Comment 1 Takero Funaki 2024-08-13 10:04:50 UTC
Created attachment 306714 [details]
dmesg from a crash
Comment 2 Takero Funaki 2024-08-13 10:05:33 UTC
Created attachment 306715 [details]
custom build config
Comment 4 Takero Funaki 2024-08-15 13:18:28 UTC
I bisected the issue to commit f9dac92ba908 (virtio_ring: enable premapped mode regardless of use_dma_api).

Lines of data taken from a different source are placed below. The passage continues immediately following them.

PR #31, opened 2020-10-28
main: help subcommand should work without root.

ericonr:
I'm not sure I need to check the array length, because I don't think it enters the function if there isn't any command at all. But I didn't want to risk it.

Could be changed to `strings.Fields(c.CommandPath())[1]` directly.

### DIFF
--- a/cmd/sbctl/main.go
+++ b/cmd/sbctl/main.go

It appears to be the same issue as discussed in the first thread:
https://lore.kernel.org/all/8b20cc28-45a9-4643-8e87-ba164a540c0a@oracle.com/

f9dac92ba9081062a6477ee015bd3b8c5914efc4: BAD
6e62702feb6d474e969b52f0379de93e9729e457: OK

However, reverting f9dac92ba908 on v6.11-rc2 did not boot up.
Comment 5 The Linux kernel's regression tracker (Thorsten Leemhuis) 2024-08-15 13:30:22 UTC
(In reply to Takero Funaki from comment #4)
> I bisected the issue 

Great!

> However, reverting f9dac92ba908 on v6.11-rc2 did not boot up.

Then you likely need to apply two more reverts, e.g. everything from this thread:
https://lore.kernel.org/all/7774ac707743ad8ce3afeacbd4bee63ac96dd927.1723617902.git.mst@redhat.com/

Can I CC you in a reply to https://lore.kernel.org/all/m2r0aqrsq6.fsf@oracle.com/ once you tried that and posted the results here? This would expose your name and email address to the public.
Comment 6 Takero Funaki 2024-08-16 03:19:57 UTC
Thanks for the suggestion. I couldn’t initially determine which commits needed to be reverted.

I tested applying all three reverts from the thread on v6.11-rc3 (with some modifications to resolve conflicts) and confirmed that the issue no longer reproduces. So far, I’ve only tested this on one VM, but I plan to check it in other environments as well.
I will attach the modified patches I applied on tag:v6.11-rc3.

In my case, receiving data with Debian default setting  net.core.high_order_alloc_disable=0, combined with memory and I/O load, triggered the crash.
I hope this information is helpful for further investigation.

For the mailing list, please feel free to CC me:
Cc: Takero Funaki <flintglass@gmail.com>

Thanks.
Comment 7 Takero Funaki 2024-08-16 03:22:15 UTC
Created attachment 306744 [details]
patch for v6.11-rc3
Comment 8 Takero Funaki 2024-08-16 03:22:29 UTC
Created attachment 306745 [details]
patch for v6.11-rc3
Comment 9 Takero Funaki 2024-08-16 03:22:45 UTC
Created attachment 306746 [details]
patch for v6.11-rc3
Comment 10 Takero Funaki 2024-08-16 03:23:49 UTC
Created attachment 306747 [details]
patch1 for v6.11-rc3
Comment 11 Takero Funaki 2024-09-16 09:51:08 UTC
Thanks to everyone involved, Xuan's reverting commits have been merged and released in the v6.11 kernel. Although Xuan's proposed fix to reimplement the disabled feature is still in progress, I am closing this issue as the visible problem has been resolved.